Kitaplar Sürekli Yazılar Kitap Söyleşileri |
13 Eylül 2021
Mukaddes Duygular ve Mukaddes Kimlikler, Yani Dinler, Mezhepler,
kısacası "İnançlar", Tarikatlar, Cemaatler yoluyla Baskı ve Bölücülük
İçin Siyasette Kullanıldığında, Herkes Ama En Çok Da Bunu Yapanlar
Zarar Görür.
Anayasadaki "Laiklik" ilkesine ters düşen bir davranışla, Yargıtay
Binası'nı ve Yeni Yargı Yılı'nı Cumhurbaşkanı ile birlikte dua ederek açan
Diyanet İşleri Başkanı Ali Erbaş, bu konudaki eleştirileri yanıtlarken çok
vahim sözler söyledi ve Anayasaya göre, açıkça suç işledi:
İmam Hatipliler Derneği tarafından Aksaray Üniversitesi'nde organize
edilen 18. İmam Hatipliler Kurultayı'nda yaptığı konuşmada, "evde,
ticarette, siyasette, adalette, yargıda", din kurallarını kastederek,
"inanca" uyulmasını savundu.
"Hani 'inanç sokakta olmasın, mahallede olmasın, insanın içinde olsun'
diye bir anlayış var ya.
'İnanç işte insan ile Allah arasında olsun, evine yansımasın,
ticaretine yansımasın, siyasetine yansımasın, adaletine, yargısına
yansımasın'...
Görüyorsunuz ya ortalığı ayağa kaldırıyorlar.
İnançtan ayıklansın oralar, adeta bu düşünce insanlığı bu noktaya
getirmektedir."
dedi.
Anayasada yazan laiklik ilkesine açıkça aykırı olan bu sözler
kamuoyunda müthiş bir tepki yarattı.
* * *
Daha Yargı Yılı'nın dualarla açılışı ve bu konuda kendisini savunurken
Anayasaya aykırı olarak söylediklerinin etkisi geçmeden bu kez, Sosyal
Medya düzenlenmesi konusunda da konuştu ve gençleri kul olarak
gördüğünü belirtti.
Diyanet İşleri Başkanlığı'nca Ankara'da düzenlenen 2. Gençlik Çalıştayı'nın
açılışında, iktidara sosyal medyayı sansürlemesi konusunda destek verdi ve
şöyle dedi:
"Gelinen noktada toplumsal hayatı tüm veçheleriyle etkisi altına alan
bireysellik, dünyevileşme, sanal hayat, popüler kültür ve hayatın temel
gayesi olan kulluktan vareste gündelik anlayışlar, gençliği her
taraftan kuşatmıştır.

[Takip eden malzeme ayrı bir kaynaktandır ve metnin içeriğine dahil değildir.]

PR #3096, opened 2021-04-09
MONK-2327 Add pod management policy support to StatefuleSets

zhaoyanh1202:
### Summary
Adding `pod_management_policy` to StatefulSets spec to make it configurable, right now without this option we are using the default [OrderedReady](https://kubernetes.io/docs/concepts/workloads/controllers/statefulset/#orderedready-pod-management) option, it would be helpful for monk to adopt the [Parallel](https://kubernetes.io/docs/concepts/workloads/controllers/statefulset/#parallel-pod-management) policy when scaling up during an incident.

The config required in yelpsoa-config would be something like
```
pod_management_policy: Parallel
```

### Testing
`make test` passed

### Note
I reckon rolling out this change should not lead to sts restart existing pods, as the default config is `OrderedReady` but please let me know if there is anything I have missed or if there is any other concern about this change.

### DIFF
--- a/docs/source/yelpsoa_configs.rst
+++ b/docs/source/yelpsoa_configs.rst
@@ -236,6 +236,14 @@ For more information on selector operators, see the official Kubernetes
 documentation on `node affinities
 <https://kubernetes.io/docs/concepts/configuration/assign-pod-node/#node-affinity>`_.
 
+  * ``pod_management_policy``: An option for applications managed with `StatefulSets <https://kubernetes.io/docs/concepts/workloads/controllers/statefulset/>`_ to determine if the pods are managed in parallel or in order.
+
+    The default value is `OrderedReady <https://kubernetes.io/docs/tutorials/stateful-application/basic-stateful-set/#orderedready-pod-management>`_.
+    It can be set to `Parallel <https://kubernetes.io/docs/tutorials/stateful-application/basic-stateful-set/#parallel-pod-management>`_. For example::
+
+      pod_management_policy: Parallel
+
+
 .. _mesos-placement-options:
 
 Mesos
--- a/paasta_tools/cli/schemas/kubernetes_schema.json
+++ b/paasta_tools/cli/schemas/kubernetes_schema.json
@@ -649,6 +649,12 @@
                             ]
                         }
                     }
+                },
+                "pod_management_policy": {
+                    "enum": [
+                        "OrderedReady",
+                        "Parallel"
+                    ]
                 }
             }
         }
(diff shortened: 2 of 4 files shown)


geokous (approved):
lgtm!

paasta_tools/kubernetes_tools.py
```diff
@@ -1370,6 +1370,10 @@ def get_enable_envoy_readiness_check(
             "check_envoy", system_paasta_config.get_enable_envoy_readiness_check()
         )
 
+    def get_pod_management_policy(self) -> str:
```
rohangulati, line 1373: Do you think we can add the pod management policy variable to `KubernetesDeploymentConfigDict` [here](https://github.com/Yelp/paasta/blob/bdb878a1bee61e19193f85762374a81b9f6dede4/paasta_tools/kubernetes_tools.py#L286)

rohangulati:
LGTM. I will leave it to @Rob-Johnson for the final review

paasta_tools/kubernetes_tools.py
zhaoyanh1202: Thanks for pointing it out! Added.

docs/source/yelpsoa_configs.rst
```diff
@@ -236,6 +236,14 @@ For more information on selector operators, see the official Kubernetes
 documentation on `node affinities
 <https://kubernetes.io/docs/concepts/configuration/assign-pod-node/#node-affinity>`_.
 
+  * ``pod_management_policy``: An option for applications managed with `StatefulSets <https://kubernetes.io/docs/concepts/workloads/controllers/statefulset/>`_ to determine if the pods are managed in parallel or in order.
```
Rob-Johnson, line 239: you'll also need to update the schema for yelpsoa-configs here https://github.com/Yelp/paasta/blob/master/paasta_tools/cli/schemas/kubernetes_schema.json

Rob-Johnson (changes requested):

rohangulati (approved):

docs/source/yelpsoa_configs.rst
zhaoyanh1202: thanks, just added 😄

paasta_tools/cli/schemas/kubernetes_schema.json
```diff
@@ -649,6 +649,9 @@
                             ]
                         }
                     }
+                },
+                "pod_management_policy": {
+                    "type": "string"
```
Rob-Johnson, line 654: you probably want this as an enum to limit the values people can use

```
 "enum": [
     "Parallel",
     "OrderedReady",
]
```

Rob-Johnson (approved):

Gence adeta kul olduğunu unutturan bir etkileşim var".
* * *
Tam bu sırada eski AKP Tokat Milletvekili Resul Tosun, partisinin yayın
organlarından Star gazetesindeki yazısında, hem tarihi saptırdı, hem de
İslam dini siyasette kötüye kullanarak laikliğin anayasadan çıkarılması
isteğini dile getirdi:
"90 senedir dindarlara hayatı zehir etmeye çalışanların ve toplumu
İslam'dan uzaklaştırmaya çalışanların tek gerekçeleri laiklik.
İşte tam da bu sebeple istismarı önlemek için laiklik ilkesi tüm çağdaş
ülkelerde olduğu gibi ya anayasadan çıkarılmalı ya da istismarı
engelleyecek netlikte tarif edilerek yer almalıdır.
Yoksa bu zihniyetin, ellerine geçen ilk fırsatta 28 Şubat benzeri
uygulamalara teşebbüs etmekten ve toplumu germekten çekinmeyeceği
anlaşılmaktadır.
"
* * *
Sevgili okurlarım, bu ülke daha beş yıl önce bir cemaatin dinci darbe
teşebbüsüne tanık oldu.
O günden bu yana, bu cemaatten boşalan yerlere, başka tarikat ve
cemaatlerin yerleştirildiğine ilişkin haberler o kadar çok ki, insanlar
artık "hangi bakanlıklarda hangi tarikat hakim" diye liste tutmaya
başladılar.
Milli Eğitim Bakanlığı'nın çocuklarımızın eğitimini, resmen ve alenen
yapılan protokollerle, tarikatların vakıflarına ihale etmesi velileri derin
bir umutsuzluğa itiyor.
* * *
Bu gidişat iyi değildir…
İnançların siyasette kullanılması kimseye hayır getirmez.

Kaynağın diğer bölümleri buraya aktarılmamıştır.